PR #7819, opened 2024-11-14
[hlstool] Add option to use the DC lowering flow

teqdruid:
Adds a `--dc` flag to use HandshakeToDC (and the DC lowering flow) instead of HandshakeToHW. Not enabling any tests since (AFAICT) none of them pass with this option.

### DIFF
--- a/tools/hlstool/CMakeLists.txt
+++ b/tools/hlstool/CMakeLists.txt
@@ -9,10 +9,14 @@ llvm_update_compile_flags(hlstool)
 target_link_libraries(hlstool
   PRIVATE
 
+  CIRCTDC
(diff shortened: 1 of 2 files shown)


teqdruid:
@mikeurbach @Dinistro Adding you two since @mortbopet is on vacation. Not sure if I'm adding all the necessary passes. It's entirely likely that I'm missing one to get this working...

Dinistro (commented):
I was only tangentially involved in DC, so I'm not sure if this is supposed to work 😅 
Considering that there is either way an issue that needs to be addressed, this will probably be checked while doing so.

mortbopet (commented):
(post-merge approval).

PR #7820, opened 2024-11-15
[FIRRTL] Dedup: hash modules back->front

rwy7:
Hashing modules back->front lets us be a bit leaner with the state we
have to track, and hopefully will give us a nice speed improvement.

In the old algorithm, as we hashed each operation or block in the
module, we would store its position as an index into a side-table.  When
a value is used, we could record the use by hashing-in the result-no and
the defining operation's index (or argument-no and block index, resp).

This index table is a major performance bottleneck for dedup: in a large
module, this table can be massive. The observation made is that values
tend to only be used near their definition. After we hash the last use
of an operation or block, we should be safe to remove its index from the
index table, and keep the index table as small as possible.

This PR modifies the hasher to walk the module backwards. When a value
is first encountered (while hashing a use/operand), we assign an ID to
the defining operation. We use that ID to hash all uses.

When the defining op is hashed, we hash its ID once more (recording the
fact that the ID is defined by the op), and remove the ID from the
table--a value can only be used after it is defined. This ensures that
we only track the ID of an operation for its live range in the IR.

The IDs are assigned according to their "first occurrence" in the
backwards walk of the IR. Since the assignment of IDs is derived from
the structure of the IR, two equivalent modules should assign the same
IDs to the same ops.

This PR also updates the hashing of inner-symbols to be handled in a
similar way. When an inner symbol is referenced, we assign an ID and
record the reference by hashing the ID. When an inner symbol is defined,
we record the definition by, again, hashing the ID. Unlike values, a
symbol can be referenced before it is defined, so we can never free
inner symbol IDs. This corrects an old logical "bug" in dedup, which
never arises in practice because chisel cannot generate it.

### DIFF
--- a/lib/Dialect/FIRRTL/Transforms/Dedup.cpp
+++ b/lib/Dialect/FIRRTL/Transforms/Dedup.cpp
@@ -98,20 +98,6 @@ static bool operator==(const ModuleInfo &lhs, const ModuleInfo &rhs) {
          lhs.referredModuleNames == rhs.referredModuleNames;
 }
 
-/// Unique identifier for a value.  All value sources are numbered by apperance,
-/// and values are identified using this numbering (`index`) and an `offset`.
-/// For BlockArgument's, this is the argument number.
-/// For OpResult's, this is the result number.
-struct ValueId {
-  uint64_t index;
-  uint64_t offset;
-};
-
-struct SymbolTarget {
-  ValueId index;
-  uint64_t fieldID;
-};
-
 /// This struct contains constant string attributes shared across different
 /// threads.
 struct StructuralHasherSharedConstants {
@@ -150,7 +136,7 @@ struct StructuralHasherSharedConstants {
 
 struct StructuralHasher {
   explicit StructuralHasher(const StructuralHasherSharedConstants &constants)
-      : constants(constants){};
+      : constants(constants) {}
 
   ModuleInfo getModuleInfo(FModuleLike module) {
     update(&(*module));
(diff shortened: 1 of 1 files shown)


lib/Dialect/FIRRTL/Transforms/Dedup.cpp
```diff
@@ -150,14 +136,56 @@ struct StructuralHasherSharedConstants {
...
+      update(getID(op));
+      update(result.getResultNumber());
+      return;
+    }
+    if (auto argument = dyn_cast<BlockArgument>(value)) {
+      auto *block = argument.getOwner();
+      update(getID(block));
+      update(argument.getArgNumber());
+      return;
+    }
```
youngar, line 186: llvm_unreachable here would optimize away the dyn_cast<BlockArgument>

lib/Dialect/FIRRTL/Transforms/Dedup.cpp
```diff
@@ -318,55 +303,60 @@ struct StructuralHasher {
...
-    }
-
     // Record any op results (types).
     for (auto result : op->getResults())
       update(result);
+
+    // Incorporate the hash of uses we have already built.
+    update(finalizeID(op));
+    update(position);
+    ++position;
```
youngar, line 350: I think its fine, but it might make more sense to do a DF numbering (increment this before recursing into the regions, include it right after the op name).

youngar: I forgot this is doing a backwards walk now

youngar:
This is not your problem, but I think when hashing the attr-dict for operations, we should hash in the name of the attribute for symbols and types. So move this code right below the check for non-essential attributes:
```
      // Hash the interned pointer.
      update(name.getAsOpaquePointer());
```

youngar (approved):

rwy7:
This PR also adds in a "position counter" which is hashed in with each IR object. I think this is unnecessary, but it gives me a bit of extra confidence that two different IRs will push different data through the hasher. We could look at removing it in a followup PR but I think the overhead is negligible.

*****

▶ Activity
Tell how many lines of the records above hold the string "StructuralHasherSharedConstants". Give no other text.

▶ The answer
4